BEGIN Material shown
Issue #812, opened 2026-06-10
[Bug] UI/UX: CMS: Employee edit profile change password button is not clearly visible


Gurjeet-eGov:
# Description

UI/UX: CMS: Employee edit profile change password button is not clearly visible 

---

# Steps to Reproduce

1. Login to employee
2. Go to edit profile 
3. Check for change password button

---

# Expected Behavior

Change Password button shall be clearly visible

---

# Actual Behavior

Currently its just a plain text with white background. Its not clear if its clickable until hovered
END Material shown
Task to carry out = Wherever "button" appears in a line of the entries, copy that line.

Solution to the problem =
[Bug] UI/UX: CMS: Employee edit profile change password button is not clearly visible
UI/UX: CMS: Employee edit profile change password button is not clearly visible 
3. Check for change password button
Change Password button shall be clearly visible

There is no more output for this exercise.